Lessons learnt (Bottomline upfront)
- The Threat Actor (“TA”) gained initial access via a Remote Desktop Protocol (“RDP”) port directly exposed to the Internet.
- The TA signed in using valid credentials to an unused and unattended account.
- Lateral movement was possible due to a flat network with no access-control and due to very little defense mechanisms on endpoints. The movements included a mix of RDP and PsExec.
- The TA exfiltrated data to filesharing platform Mega.io.
- Defense mechanisms present on hosts were impaired and users were expelled.
- The TA spent less than 72 hours in the network between initial access and encryption.

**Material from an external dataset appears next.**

PR #459, opened 2020-12-22
chore: added guarding on load-data page

Asalem1:
This PR closes an issue that @kristinarobinson came across where a user without buckets trying to access the `load-data` page made the app display an error in the UI. This PR adds some guarding against some of the assumptions that the `load-data` page was making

The client operates several websites related to its commerce of luxury goods. Due to a design mistake, the server had two interfaces: one connected to the internal network and one connected to the outside network, bypassing the firewall. The local windows firewall was not enabled and, as a result, all the ports open on the machine were accessible from the whole internet, including WinRM, Netbios and RDP. The open ports visible from Shodan are shown in Figure 1.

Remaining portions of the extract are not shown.